**Activity:** Where a line of the records holds the string "undefined", copy that line.
START Stored data
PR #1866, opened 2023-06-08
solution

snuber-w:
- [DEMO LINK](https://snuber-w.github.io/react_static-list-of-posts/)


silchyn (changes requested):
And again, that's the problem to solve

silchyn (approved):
END Stored data
START Stored data
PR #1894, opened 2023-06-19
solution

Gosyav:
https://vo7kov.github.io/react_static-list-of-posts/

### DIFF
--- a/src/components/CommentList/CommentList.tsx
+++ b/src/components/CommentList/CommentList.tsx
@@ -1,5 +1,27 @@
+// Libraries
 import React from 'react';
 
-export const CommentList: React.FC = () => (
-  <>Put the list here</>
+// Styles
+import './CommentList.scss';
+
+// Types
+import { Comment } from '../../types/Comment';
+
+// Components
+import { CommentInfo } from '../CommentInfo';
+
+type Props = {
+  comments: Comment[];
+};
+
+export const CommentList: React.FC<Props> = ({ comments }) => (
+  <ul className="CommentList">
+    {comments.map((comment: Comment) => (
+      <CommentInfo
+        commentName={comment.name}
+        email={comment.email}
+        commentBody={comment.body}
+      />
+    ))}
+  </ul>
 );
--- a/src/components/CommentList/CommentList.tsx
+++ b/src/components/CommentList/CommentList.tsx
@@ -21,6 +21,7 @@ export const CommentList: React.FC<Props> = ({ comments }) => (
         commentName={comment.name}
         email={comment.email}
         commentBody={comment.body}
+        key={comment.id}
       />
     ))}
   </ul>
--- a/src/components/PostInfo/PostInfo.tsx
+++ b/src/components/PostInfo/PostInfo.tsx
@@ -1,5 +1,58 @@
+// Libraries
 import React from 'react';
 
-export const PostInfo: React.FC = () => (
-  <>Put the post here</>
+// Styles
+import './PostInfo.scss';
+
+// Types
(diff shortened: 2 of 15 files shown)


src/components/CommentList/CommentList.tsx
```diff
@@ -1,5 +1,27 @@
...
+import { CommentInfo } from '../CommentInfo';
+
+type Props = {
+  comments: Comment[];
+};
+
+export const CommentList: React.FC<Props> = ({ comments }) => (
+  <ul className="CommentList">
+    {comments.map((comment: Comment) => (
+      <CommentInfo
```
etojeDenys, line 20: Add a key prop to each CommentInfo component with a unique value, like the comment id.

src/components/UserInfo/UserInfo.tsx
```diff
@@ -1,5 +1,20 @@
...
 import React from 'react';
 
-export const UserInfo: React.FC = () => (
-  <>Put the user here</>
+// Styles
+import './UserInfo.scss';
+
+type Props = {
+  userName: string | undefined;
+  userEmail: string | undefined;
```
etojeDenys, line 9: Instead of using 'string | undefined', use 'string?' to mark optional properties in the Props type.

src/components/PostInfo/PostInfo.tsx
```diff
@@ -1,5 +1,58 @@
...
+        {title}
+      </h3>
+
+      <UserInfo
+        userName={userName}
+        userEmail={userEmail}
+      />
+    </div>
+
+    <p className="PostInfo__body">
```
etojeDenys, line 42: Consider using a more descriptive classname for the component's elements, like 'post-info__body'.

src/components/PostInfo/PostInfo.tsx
END Stored data
**Result for this task:**
+  userName: string | undefined;
+  userEmail: string | undefined;
etojeDenys, line 9: Instead of using 'string | undefined', use 'string?' to mark optional properties in the Props type.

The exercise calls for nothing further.